3.4) The extensive development of corporate regulation since Enron is likely to prevent further large corporate failures.
Enron will be the morality play of the new economy. It will teach executives and the American public or other large
corporations the most important ethics lessons. All corporations want to be successful, just like Enron. But Enron
achieved success with malfeasance which although billed the company to be the seventh largest company in America,
led the company to bankruptcy and imprisonment of Lay, Skilling, Fastow and Anderson. There should be a healthy
corporate culture in the company. When there existed failures and losses in their company performance, what Enron
did was covering up their losses in order to protect their reputation instead of trying to do something to make it correct.

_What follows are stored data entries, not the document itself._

PR #6501, opened 2022-03-28
CR-1126396 xbtop output does not look correct

dbenusov-xilinx:
https://jira.xilinx.com/browse/CR-1126396
When xbtop is running for a u55c board, the output looks keep rolling and most data is not visible

Discovered on cards that have a large memory bank to display after running a validation test

The problem was solved by splitting up the data displays onto multiple pages the users can go through. The memory report was consolidated into two internal reports rather than three.

Risk of data not being presented properly using xbtop if an unexpected case appears. Possible crashes in these scenarios as well. Resizing the window does not dynamically reprint data, the program must be stopped and restarted.

Remory report pages:
image
image
image
Resized terminal window:
image
Report with single page:
image
Report with no xclbin loaded:
image
image
image
Updated memory utilization to have percentages:
image

None, unless we would like to document the paging feature.

### DIFF
--- a/src/runtime_src/core/common/info_memory.cpp
+++ b/src/runtime_src/core/common/info_memory.cpp
@@ -468,7 +468,7 @@ scheduler_update_stat(const xrt_core::device *device)
     // lock xclbin
     std::string xclbin_uuid = xrt_core::device_query<xq::xclbin_uuid>(dev);
     // dont open a context if xclbin_uuid is empty
-    if(xclbin_uuid.empty())
+    if(xq::xclbin_uuid::is_empty(xclbin_uuid))
       return;
     auto uuid = xrt::uuid(xclbin_uuid);
     dev->open_context(uuid.get(), std::numeric_limits<unsigned int>::max(), true);
--- a/src/runtime_src/core/common/info_memory.cpp
+++ b/src/runtime_src/core/common/info_memory.cpp
@@ -467,8 +467,8 @@ scheduler_update_stat(const xrt_core::device *device)
   try {
     // lock xclbin
     std::string xclbin_uuid = xrt_core::device_query<xq::xclbin_uuid>(dev);
-    // dont open a context if xclbin_uuid is empty
-    if(xq::xclbin_uuid::is_empty(xclbin_uuid))
+    // dont open a context if xclbin_uuid is empty or is all zeros
+    if (xclbin_uuid.empty() || !xrt::uuid(xclbin_uuid))
       return;
     auto uuid = xrt::uuid(xclbin_uuid);
     dev->open_context(uuid.get(), std::numeric_limits<unsigned int>::max(), true);
--- a/src/runtime_src/core/common/query_requests.h
+++ b/src/runtime_src/core/common/query_requests.h
@@ -29,6 +29,7 @@
 #include <stdexcept>
 #include <boost/any.hpp>
 #include <boost/format.hpp>
+#include <boost/algorithm/string.hpp>
 
 struct debug_ip_data;
 
@@ -698,6 +699,12 @@ struct xclbin_uuid : request
 
   virtual boost::any
   get(const device*) const = 0;
+  
+  static bool
+  is_empty(const std::string& uuid) 
+  {
+    return (boost::equals(uuid, "00000000-0000-0000-0000-000000000000") || boost::equals(uuid, ""));
+  }
 };
 
 // dtbo_path is unique path used by libdfx library to load bitstream and device tree
--- a/src/runtime_src/core/common/query_requests.h
+++ b/src/runtime_src/core/common/query_requests.h
@@ -699,12 +699,6 @@ struct xclbin_uuid : request
 
   virtual boost::any
   get(const device*) const = 0;
-  
-  static bool
-  is_empty(const std::string& uuid) 
-  {
-    return (boost::equals(uuid, "00000000-0000-0000-0000-000000000000") || boost::equals(uuid, ""));
-  }
 };
 
 // dtbo_path is unique path used by libdfx library to load bitstream and device tree
--- a/src/runtime_src/core/common/query_requests.h
+++ b/src/runtime_src/core/common/query_requests.h
@@ -29,7 +29,6 @@
 #include <stdexcept>
 #include <boost/any.hpp>
 #include <boost/format.hpp>
-#include <boost/algorithm/string.hpp>
 
 struct debug_ip_data;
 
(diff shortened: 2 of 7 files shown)


dbenusov-xilinx:
> Looks good to me. Can you test when no xclbin is loaded? just a sanity check Also, should "Utilization" have "%" in it?

Good suggestions! I added a test for no xclbin and found a bug present in xbtop which I fixed in here. Also added the '%' character into the utilization printout

src/runtime_src/core/common/info_memory.cpp
```diff
@@ -468,7 +468,7 @@ scheduler_update_stat(const xrt_core::device *device)
     // lock xclbin
     std::string xclbin_uuid = xrt_core::device_query<xq::xclbin_uuid>(dev);
     // dont open a context if xclbin_uuid is empty
-    if(xclbin_uuid.empty())
+    if(xq::xclbin_uuid::is_empty(xclbin_uuid))
       return;
```
stsoe, line 472: Space between `if` and `(` always please.

Do just
```
if (xclbin_uuid.empty() || !xrt::uuid(xclbin_uuid))
  return;
```

src/runtime_src/core/common/query_requests.h
```diff
@@ -698,6 +699,12 @@ struct xclbin_uuid : request
 
   virtual boost::any
   get(const device*) const = 0;
+  
+  static bool
+  is_empty(const std::string& uuid) 
+  {
+    return (boost::equals(uuid, "00000000-0000-0000-0000-000000000000") || boost::equals(uuid, ""));
+  }
```
stsoe, line 707: Remove

stsoe (changes requested):

rozumx (changes requested):
Please schedule a demo.

src/runtime_src/core/common/query_requests.h
dbenusov-xilinx: And here Shivangi and I though we invented the wheel! Cool feature with the boolean overload on the uuid :)

src/runtime_src/core/common/query_requests.h
```diff
@@ -29,6 +29,7 @@
 #include <stdexcept>
 #include <boost/any.hpp>
 #include <boost/format.hpp>
+#include <boost/algorithm/string.hpp>
```
stsoe, line 32: Is this used?

stsoe (changes requested):

stsoe (approved):
Python is beyond me and you got rid of all C++ changes :-)

AShivangi (approved):

src/runtime_src/core/common/info_memory.cpp
```diff
@@ -467,8 +467,8 @@ scheduler_update_stat(const xrt_core::device *device)
   try {
     // lock xclbin
     std::string xclbin_uuid = xrt_core::device_query<xq::xclbin_uuid>(dev);
-    // dont open a context if xclbin_uuid is empty
-    if(xclbin_uuid.empty())
+    // dont open a context if xclbin_uuid is empty or is all zeros
+    if (xclbin_uuid.empty() || !xrt::uuid(xclbin_uuid))
```
rozumx, line 471: What was this change required?

src/runtime_src/core/tools/xbtop/ReportMemory.py
```diff
@@ -28,108 +29,186 @@ def update(self, dev):
...
+            XBUtil.print_warning(term, lock, start_y + offset, "Data unavailable. Acceleration image not loaded")
+            return offset + 1
+
+        for i in range(self.report_length):
+            # The current element to be parsed depends on what page has been requested
+            index = i + (page * self.report_length)
+            # Ensure that our index does not exceed the input data size. This may happen on the last page
+            if (index < len(memories)):
+                memory = memories[index]
+                size = int(memory['range_bytes'], 16)
```
rozumx, line 72: Magic number

src/runtime_src/core/tools/xbtop/ReportMemory.py
```diff
@@ -28,108 +29,186 @@ def update(self, dev):
...
+            if (index < len(memories)):
+                line.append(str(index))
+                memory = memories[index]
+                line.append(memory['tag'])
+                line.append(memory['type'])
+                line.append(memory['extended_info']['temperature_C'] if 'temperature_C' in memory['extended_info'] else "--")
+                line.append(XBUtil.convert_size(int(memory['range_bytes'],16)))
+                line.append(XBUtil.convert_size(int(memory['extended_info']['usage']['buffer_objects_count'],0)))
+                
+                size = int(memory['range_bytes'], 16)
```
rozumx, line 124: Magic number

src/runtime_src/core/tools/xbtop/ReportMemory.py
```diff
@@ -28,108 +29,186 @@ def update(self, dev):
...
-            line.append(XBUtil.convert_size(int(dma_metrics[i]['card_to_host_bytes'], 16)))
-            data.append(line)
+            # The current element to be parsed depends on what page has been requested
+            index = i + (page * self.report_length)
+            # Ensure that our index does not exceed the input data size. This may happen on the last page
+            if (index < len(dma_metrics)):
+                dma_metric = dma_metrics[index]
+                line.append(str(i))
+                line.append(dma_metric['channel_id'])
+                line.append(XBUtil.convert_size(int(dma_metric['host_to_card_bytes'], 16)))
```
rozumx, line 178: Magic number

src/runtime_src/core/tools/xbtop/xbtop.py
```diff
@@ -66,7 +67,8 @@ def running_counter(term, lock, len_x):
 # Key table
 def print_footer(term, lock, y_len):
     footer_buf = [
-        XBUtil.fg.yellow + "'n'/'p' - Next/Previous Report" + XBUtil.fg.reset,
+        XBUtil.fg.yellow + "'p'/'n' - Previous/Next Report" + XBUtil.fg.reset,
```
rozumx, line 70: Thank you for swapping the 'p' and 'n'.  It helps keep the menu and the key description consistent.

rozumx (approved):
Overall looks good, though it could some some additional comments.

src/runtime_src/core/common/info_memory.cpp
dbenusov-xilinx: There was an bug on the dynamic report page that would cause a crash due to the xclbin uuid being all 0s. Since the uuid is not "empty" the software in C++ and Python would attempt to open context on a non existent file which caused strange issues. C++ it would crash when opening the context, in Python is would crash when closing which failed to catch for one reason or another.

The “to-good-to-be-true” should be paid more attention by directors of board in a company. Because corporations
wouldn’t want to end up like Enron, they would prevent actions Enron did. On July 30, 2002. A new law was passed by
the U.S Sarbanes-Oxley Act- the Public Companies Accounting Oversight Board (PCAOB) to oversee the auditing
profession. Corporations shall make no mistake, they have a difficult task ahead of them as they consider regulatory
reform — a task made all the more difficult since it’s being done without the benefit of the kind of public anger that
immediately follows a scandal. This time, the PCAOB has anticipated a likely cause of future scandals and is
considering closing the door before it’s too late.
3.5) Shareholder primacy is a theory in corporate governance holding that shareholder interests should be assigned
first priority relative to all other corporate stakeholders. Enron did not practice this because the company did not focus
on the shareholders’ interests but their own personal interests by hiding the real debts by using SPEs to attract more
investors to invest and creditors to give loans, to spend on their own personal things. Stakeholder engagement was
not given attention in Enron. The irony in the Enron case is that the executives would have been better off or still
employed and not under criminal investigation, had they remembered the interest of other stakeholders. Stakeholder
engagement implies a willingness to listen; to discuss issues of interest to stakeholders of the organization; and,
critically, the organization has to be prepared to consider changing what it aims to achieve and how it operates, as a
result of stakeholder engagement. Examples are employees Sheron Watkins and Rebecca Mark who weren’t given
importance of their ideas; Rebecca’s suggestion in Enron’s water business that would help the company obtain more
profits and the issue with Watkins regarding the unethical activities done by the executives that would harm the
company. Managing for stakeholders involves attention to more than simply maximizing shareholder wealth attending
to the interests and well-being of those who can assist or hinder the achievement of the organization's objectives. Other
stakeholders like Andersen, V&K, JP Morgan Chase and Citigroup were bribed and they were engaged in the fraudulent
activities done by the executives in which they helped.